Les collines du Mont Brouilly, refuges de crus désormais capables de vieillir avec élégance. © GETTY IMAGES

Le Beaujolais a une étiquette de Nouveau qui lui colle au col. Coincé entre la Bourgogne et le Rhône, il est pourtant hautement recommandable et connaît une véritable montée en gamme. Pour promouvoir leur travail d’artisans, les vignerons de deux crus ont créé l’association Terre des Brouilly. Nous sommes allés à leur rencontre.

Elle veille sur le vignoble de Brouilly depuis 1857. Elle fut créée pour protéger la vigne des fléaux qui, quelques années plus tôt, l’avait ravagée : grêle, gelées et oïdium, un champignon qui réduit drastiquement les récoltes. Notre-Dame des Raisins, dont la façade est ornée d’un ” A Marie protectrice du Beaujolais “, trône fièrement au sommet du Mont Brouilly. D’une hauteur de 434 mètres, ce dernier porte désormais le label ” Géoparc Mondial Unesco ” qui récompense les territoires dont la géologie présente un intérêt patrimonial unique. Le Mont Brouilly est, en réalité, l’un des géosites extraordinaires qui a permis à l’ensemble du Beaujolais de décrocher le label et de devenir le premier vignoble primé. Une visite pédestre permet de comprendre la complexité de son terroir composée de diorite (des roches issues d’un magma qui a refroidi lentement), de ” pierre bleue ” âgée de 400 millions d’années et de méta-diorite appelée aussi granit rose.

Nous sommes très actifs dans la protection de la biodiversité. ” Jonathan Buisson (Les Roches Bleues)

Une centaine de lieux-dits

Le Mont Brouilly veille sur deux des crus majeurs du Beaujolais : le Côte de Brouilly dont les vignes garnissent les pentes et le Brouilly qui s’étend au pied. Il s’agit du plus petit (314 hectares en production) et du plus grand (1.227 hectares) des crus. Fiers de leur travail d’artisans (les domaines sont parmi les plus petits de France), les vignerons ont décidé de se regrouper pour valoriser leur production et leur terroir. L’association Terre des Brouilly s’est donné pour mission, à l’instar des fameux climats de Bourgogne, de redonner ses lettres de noblesse au parcellaire historique via la définition de lieux-dits. A ce jour, 105 ont été identifiés, symboles d’une expression différente des vins. Une fois validés par l’Institut national de l’origine et de la qualité (Inao), le garant des AOC en France, ils font leur apparition sur les étiquettes. C’est, par exemple, les Berthaudières en Côte ou Saburin et Pissevieille en Brouilly. C’est la même démarche qui avait valu l’apparition de Côte de Py sur les étiquettes de certains Morgon.

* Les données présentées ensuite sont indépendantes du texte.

PR #189, opened 2026-04-29
feat(runtime): multi-runtime support — codex peer to claude-code

yuezengwu:
## Summary
- Adds OpenAI Codex as a first-class agent runtime alongside Claude Code, with per-machine capability probing, a server-side availability gate, in-band repair on WS bind mismatch, and per-agent runtime selection in the web UI.
- Migration 0026 adds `agents.runtime_provider` (NOT NULL, default `claude-code`); pre-existing rows back-fill to `claude-code` so the change is non-breaking on rollout.
- Web `/clients` gains a runtime capability matrix (lazy-loaded per row), and per-agent panels expose a provider/model selector + re-bind dialog. Settings now only renders Bindings (capability info moved to `/clients`).

## Notable design points
- **Capability semantics** — probes emit `state ∈ {ok, unauthenticated, missing, error}` with a derived `available` flag. Server `ensureClientSupportsRuntimeProvider` keys off `available === true`, so a reported `missing`/`error` blocks creation/rebind even if the entry exists, while `unauthenticated` is allowed (operator fixes login on the machine).
- **Codex auth-mode default** — Codex CLI's two auth modes accept different model slugs (`gpt-5-codex` family is rejected by ChatGPT-account auth). Hub stores `model: ""` by default and `buildCodexThreadOptions` only emits the field when the operator chose one, letting the SDK pick a slug that matches the runtime auth mode.
- **In-band repair** — bind handshake compares `runtimeType` against `agents.runtime_provider`; mismatch returns `agent:bind:rejected { reason: "runtime_provider_mismatch" }` and the client `decideRepairForBindReject` returns a `restart` action (P2 minimal — full hot-swap is a follow-up).
- **CLI flow** — `agent create --runtime <provider>` now forwards the choice to the server; `client start` runs `reconcileLocalRuntimeProviders` pre-flight (rewrites stale `agent.yaml::runtime`) and `uploadClientCapabilities` after WS register (the `clients` row is created lazily in the register handshake).

## Test plan
- [x] `pnpm check` clean
- [x] `pnpm typecheck` clean
- [x] `pnpm test` — 898 cases pass (server 476, client 234, shared 130, command 58)
- [x] 8 new test files cover: server capability gate (state branches × create/rebind × force × human skip), WS bind mismatch handshake, `PATCH /clients/:id/capabilities` API, runtime-provider + capability schemas, capability probes (claude-code OAuth/API key/unauth + codex API key/auth.json/HOME fallback), codex `buildCodexThreadOptions` model-empty-vs-set, `decideRepairForBindReject` table, `reconcileLocalRuntimeProviders` + `uploadClientCapabilities`
- [ ] Manual: create a codex agent on a client that probed `state: ok` for codex → bind succeeds end-to-end
- [ ] Manual: create a codex agent on a client that reported codex `missing` → POST returns 400 with availability error; `--force` overrides
- [ ] Manual: existing claude-code agents bind unchanged after applying migration 0026
- [ ] Manual: agent UI re-bind dialog displays provider-correct unauthenticated hint (`claude login` vs `codex login`)

## Versioning
Bumps `@agent-team-foundation/first-tree-hub` 0.10.1 → 0.10.2 (consumer-facing CLI tarball; new SDK dep added). Private packages (`shared`/`server`/`client`/`web`) unchanged per repo policy.

### DIFF
--- a/docs/runtime-provider-design.md
+++ b/docs/runtime-provider-design.md
@@ -1,0 +1,735 @@
+# Agent Runtime Provider 接入设计
+
+> **草稿 / 中文版。** 为了便于团队快速评审，本文档临时以中文撰写。讨论收敛后将重写为英文版本，以符合仓库 "English everywhere on GitHub" 约定。
+
+**状态：** 草稿 — 待评审
+**范围：** 引入 `runtimeProvider` 抽象层，把 Hub 现有"硬编码 Claude Code"演进为多 runtime 多态。第一个新接入是 OpenAI Codex CLI（基于官方 `@openai/codex-sdk@0.125.0`）。
+**预研基础：** 私人 plan 文件 `~/.claude/plans/1-local-computer-agent-runtime-hazy-alpaca.md` —— 含 Phase A 离线 SDK shape 探针、Phase B 端到端 9 项行为验证、6 条 footgun、UX 决策 U1–U6 已敲定。
+
+---
+
+## 术语约定
+
+| 概念 | 用词 | 含义 |
+|---|---|---|
+| Runtime 多态选择 | **runtime provider** | 一种 LLM CLI runtime 的标识，Hub 端 zod literal union（U5）。当前枚举：`"claude-code"` \| `"codex"`。未来追加 `"devin"` / 自研。 |
+| 数据库列 | `agents.runtime_provider` | snake_case；权威字段 |
+| TypeScript 字段 | `runtimeProvider` | camelCase；wire / Zod / JS |
+| Client 能力 | **capabilities** | client 启动探测后上报的 "我装了哪些 SDK + 鉴权状态" 快照 |
+| 切 client / 切 provider | **re-bind** | 统一术语；走同一个对话框（U2） |
+| Hub 内部 LLM 子进程承接者 | **handler** | 既有概念，每个 runtime provider 对应一个 handler factory |
+
+---
+
+## 背景
+
+Hub 现状是「单一 Claude Code 硬编码 + 注册表多态机制半就位」：
+
+- `registerHandler(type, factory)` 在 [packages/client/src/runtime/handler.ts:170](../packages/client/src/runtime/handler.ts) 已经在
+- `agent_presence.runtimeType` 字段 schema 注释里早就预留 `"claude-code" | "codex" | "devin"`，但只有 claude-code 一个实现
+- 本地 `agent.yaml::runtime` 字段默认 `"claude-code"`，Hub 端无对应权威字段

Domaine du Père Jean, de Julien Matray : coup de coeur absolu.
Domaine du Père Jean, de Julien Matray : coup de coeur absolu.© PG

Parallèlement, Terre des Brouilly mène un combat pour préserver la biodiversité dans la région. Il y a deux ans, l’association a lancé une expérience de confusion sexuelle (on empêche les insectes de se multiplier en éloignant les mâles des femelles) pour limiter l’utilisation de produits phytosanitaires. Une expérimentation aujourd’hui étendue à 60 hectares. ” Cela ne se limite pas à cela, raconte Claude-Edouard Geoffray, le jeune représentant de la sixième génération aux commandes du Château Thivin, bien connu des cavistes belges. Nous réduisons le désherbage et promouvons le labour par traction animale. Cela crée plus de vie dans le sol et le décompacte. Nous replantons des haies et laissons l’herbe pousser en dehors des rangs de vigne. L’un dans l’autre, on voit réapparaître du gibier comme des perdrix et des lièvres mais aussi des rapaces. Au Château, nous pratiquons en outre l’écopâturage par notre troupeau de moutons et plantons des bandes fleuries entre les rangs ou dans des parcelles au repos. La prise de conscience écologique est très prégnante ici et elle se poursuit lors de la vinification. Nous sommes nombreux à limiter l’intervention et à réfléchir à l’apport des sulfites dans les vins. ”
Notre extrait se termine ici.